İzmir çevresindeki tüm tarihi yerleri, en önemlisinden, en önemsizine kadar tanıtan, konaklama ve yeme içme imkanlarını en küçüğünden en büyüğüne, en lüksünden en sıradanına kadar anlatan müthiş bir site.
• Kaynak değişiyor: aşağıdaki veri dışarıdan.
PR #920, opened 2019-08-05
[Dropdown] Existing 'required' attribut for <select> prevents form submission

### LINKED ISSUE #917: [Form] Form cannot submit if a form contains select dropdown with required attribute and leaves empty
# Bug Report
The form failed to submit when it contains the HTML select element with the "required" attribute which uses Fomantic dropdown and the select left empty.

## Steps to reproduce
1. Create a form including the select element with the attribute "required"
2. Add the options for the select element. Include also for the empty option.
3. Invoke the dropdown plugin to the select element.
4. Submit the form.
5. The form fails to submit. In the browser console, the error "An invalid form control with name='' is not focusable" appears.

## Testcase
Here's the fiddle https://jsfiddle.net/ndpuks2y/2/

## Version
2.7.6

Having this issue on Firefox (68) and Chrome (75.0.3770.90) on Ubuntu. Firefox doesn't show any error but prevents the form submission.

## Note
According to this [post](https://stackoverflow.com/questions/7168645/invalid-form-control-only-in-google-chrome/7264966#7264966) on Stackoverflow, the select should remove the attribute "required" which is hidden by Javascript, in our case, the select element with dropdown component shouldn't have the attribute "required".

lubber-de:
## Description
When a dropdown was initialized out of a select tag and that tag had the 'required' attribute set, it is not possible to submit the form with an empty value, because the select-tag stays hidden. Instead a console warning is shown "An invalid form control with name='' is not focusable"

Basically we could argue "Just don't add 'required' to the select tag and use FUI form validation instead". But there might be situations where the form is generated by some backend framework where the "required" attribute is set automatically, thus i just removed the required attribute in any case as a proposal to solve the situation.

> This PR possibly breaks existing code, in case some developer have used the "required" attribute explicitly to gain the current behavior (and don't care about the console warning)
> __Therefore and also because of the possible argument "use fui form validation" (see above) I am  open to get this PR rejected if the other contributors do not agree__  

> ### I am a bit unsure myself if we should really merge this, so please share your opinions

## Testcase
- Select the empty entry of the dropdown
Try to submit the form via the blue "submit" button

### Broken
Does not submit, console warning instead
https://jsfiddle.net/t6sa9gv2/2/

### Working
Form submits
https://jsfiddle.net/t6sa9gv2/1/

## Closes
#917


ko2in:
@lubber-de Thank you. Exactly, I'm having this issue when working with Symfony form component. The form generates by Symfony dynamically and the required attribute is set when a field is set as required.

I can set as false with required property in Symfony form library, but which remove also from form field container, so, there is no indication that the field is required in UI. Because the field doesn't show the asterisk without the class name 'required'.

I think this change will affect the use of FUI form validation only. But in the real world project, no one would rely on client-side validation alone, and the server-side validation is required anyway. So, it makes no difference for me.

lubber-de:
@ko2in In your case you could also try to use "novalidate" at Symfony form creation

```php
{{ form_start(form, {'attr': {'novalidate': 'novalidate'}}) }}
```
This should make the browser ignore he "required" form field validation in general.

ko2in:
@lubber-de Wow, that does the trick :+1: . I've never been used 'novalidate' attribute and so, I've no clue to try with that. Thanks.

I'm not sure if there anyone else having a similar problem. If no one ever been mentioning, you may omit to merge this change. My problem solves with 'novalidate' attribute alone. So, I don't need this fix yet.

PR #946, opened 2019-08-21
Move away from travis and to GitGub Actions

hammy2899:
## Description
Move away from travis and use GitHub Actions instead.

My reasoning for this is because then our CI is in the same place as our code and also because GitHub Actions allows for more possibilities then travis.


hammy2899:
This should be good to review 👌

prudho:
This looks nice ! So it try building with 4 versions of node, but what happens if one build (let's say Node 8), triggers an error ? And is it possible to grab build artifacts (to push them into BrowserStack, or to make some tests on my machine for example) ?

hammy2899:
@prudho Yeah we could do that like I said anything is possible with Actions.

The only issue with your proposal is we don't have any automated tests to run in BrowserStack 😄

PR #947, opened 2019-08-22
Fix CI and build errors

hammy2899:
## Description

Fix the CI building twice and also throw the build errors so the script exists with an error instead of success


hammy2899:
I am going to force merge this since the CI is technically correct 😄

PR #954, opened 2019-08-25
fix(progress): wrong error on validating sum of rounded percents

### LINKED ISSUE #953: [Progress] Multiple progress shows an error although valid total/value have been set
# Bug Report

## Steps to reproduce
1. Set `total: 6`, `value: [1, 4, 1, 0]` and `precision: 0.1` in multiple progress
2. Invoke `progress()` twice

## Expected result
No console error is shown.
## Actual result
A console error is shown.
## Testcase
https://jsfiddle.net/qtnux0s6/

## Screenshot (when possible)
スクリーンショット 2019-08-25 18 12 10

## Version
2.7.7

ryamaguchi0220:
## Description

I propose to store unrounded percents in the `data-percent` attribute instead of rounded percents.

Here is what causes the wrong error.
① Store rounded percents in the `data-percent` attribute [here](https://github.com/fomantic/Fomantic-UI/blob/master/src/definitions/modules/progress.js#L483)
② Get the rounded percents [here](https://github.com/fomantic/Fomantic-UI/blob/master/src/definitions/modules/progress.js#L165)
③ Validate sum of the rounded percents  [here](https://github.com/fomantic/Fomantic-UI/blob/master/src/definitions/modules/progress.js#L513).
    As [this comment](https://github.com/fomantic/Fomantic-UI/blob/master/src/definitions/modules/progress.js#L514) indicates, it is not expected to pass rounded percents to the `percent()`.

## Testcase
https://jsfiddle.net/yxLr6mut/

## Closes
#953

### DIFF
--- a/src/definitions/modules/progress.js
+++ b/src/definitions/modules/progress.js
@@ -468,7 +468,7 @@ $.fn.progress = function(parameters) {
                   width: value + '%'
                 });
               }
-              return parseInt(value, 10);
+              return parseFloat(value);
             });
             values.forEach(function(_, index) {
               var $bar = $($bars[index]);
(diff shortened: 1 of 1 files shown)


hammy2899:
@all-contributors please add @ryamaguchi0220 for code and bug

Sadece İzmir’i değil İzmir merkez alınarak ulaşılabilecek komşu illerdeki imkanları da gösteren bir site.

Görsel olarak olmasa da içerik olarak çok işe yarayan bir şey.

Sonra merak edip “Bunun telefon uygulaması da var mı?” acaba diye bakınca bir aplikasyonunu bulduğum Visit İzmir’in İzmir Büyükşehir Belediyesi öncülüğünde geliştirildiğini de öğrenince emin olun şaşırdım.

Aplikasyon oldukça iyi.

Hem öneriler getiriyor hem yol tarifleri yapıyor hem aradığınız yerleri bulmanızı kolaylaştırıyor.

Geliştirmeye açık ama bu hali ile bile oldukça yeterli ve faydalı.

Bu uygulamayı kullanırken fark ettiğim şey ise galiba beni etkileyen şeyler hayatımı zorlaştıran dev projeler değil.

Tam aksine insana dokunan, insanı öne çıkaran, hayatımızı kolaylaştıran ve keyiflendiren böyle küçük projeler.

Büyük ve çocuklarımızı bile borç altına sokan projeler beni yormuş.

Zannederim pek çoğumuzu da yordu.

Biraz de betona değil insana yatırım yapma zamanı gelmiş.

***

NE ZAMAN ADAM OLURUZ?

Ulaşamadığımıza mundar demediğimiz zaman.